2009 haben die Vereinten Nationen den 20. Februar zum Tag der sozialen Gerechtigkeit erklärt. „Für uns im KVW ist es ein wichtiges Prinzip, dass wer mehr kann - also Fähigkeiten und Möglichkeiten hat -, auch mehr für die Gemeinschaft beitragen soll“, erklärt Karl Brunner, geistlicher Assistent im KVW. Dieser Ansatz wird gerade in Sachen Steuern in nächster Zeit aktuell, ist Brunner überzeugt, da das Steuergeld zur Unterstützung der Covid-Geschädigten die öffentlichen Haushalte über Jahre belasten wird.

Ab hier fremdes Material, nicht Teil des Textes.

PR #1002, opened 2023-04-18
Fix provider configuration secrets handling for bridged providers

t0yv0:
The results of CheckConfig are written to the state by Pulumi CLI, therfore handling sensitive fields in CheckConfig is important to avoid storing sensitive data in plain-text from in the state file.

Changes:

- If a program uses a secret value when doing explicit provider configuration of a bridged provider, this value is now stored encrypted in the state file.

  See also: https://www.pulumi.com/docs/intro/concepts/resources/providers/#explicit-provider-configuration

- If a value is marked as sensitive in the upstream provider schema, it is now stored encrypted in the Pulumi statefile regardless of whether the provider is explicit or default.

- Providers with nested configuration options now support sensitive sub-properties. Due to limitatios of current design the sub-properties are supported using a conservative approximation. If any sub-properties are passed secret values by the program or marked sensitive in the upstream provider schema, the entire top-level property is stored encrypted in the state file.

The implementation relies on Pulumi engine to respect the results of CheckConfig call when storing provider state.

### DIFF
--- a/pkg/tfbridge/config_encoding.go
+++ b/pkg/tfbridge/config_encoding.go
@@ -28,7 +28,8 @@ import (
 )
 
 type configEncoding struct {
-	fieldTypes map[resource.PropertyKey]shim.ValueType
+	fieldTypes      map[resource.PropertyKey]shim.ValueType
+	sensitiveFields map[resource.PropertyKey]struct{}
 }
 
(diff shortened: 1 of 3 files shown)


t0yv0:
In addition to the included tests I've played with a modified build of pulumi-gcp that injects secret-ness into a sub-property of "batching" config value to make sure the results are encrypted in the state file.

Progressive Besteuerung bedeutet, dass mit steigendem Einkommen die Steuerlast steigt. Das Einkommen von Besserverdienern wird also mit einem höheren Steuersatz belastet als das Einkommen von jemandem, der weniger verdient. Dieses für die Gemeinschaft wichtige Prinzip darf aber nicht nur für die arbeitende Bevölkerung und die Kleinunternehmer gelten. Es müsse vielmehr auf alle Einkommen angewendet werden. Auch dürfe es nicht weiter dadurch unterlaufen werden, dass die Spitzensteuersätze mehr und mehr gedrückt werden. „Der Zusammenhalt der Gesellschaft lebt davon, dass man die anstehenden Herausforderungen in einem fairen Miteinander schultert“, sagt Karl Brunner. „Wenn man als Familie auf den Berg geht, gibt man auch nicht der Siebenjährigen den großen Rucksack. Warum sollten wir das im Steuersystem so machen?“. Sozial gerecht ist, wenn die Lasten fair verteilt sind.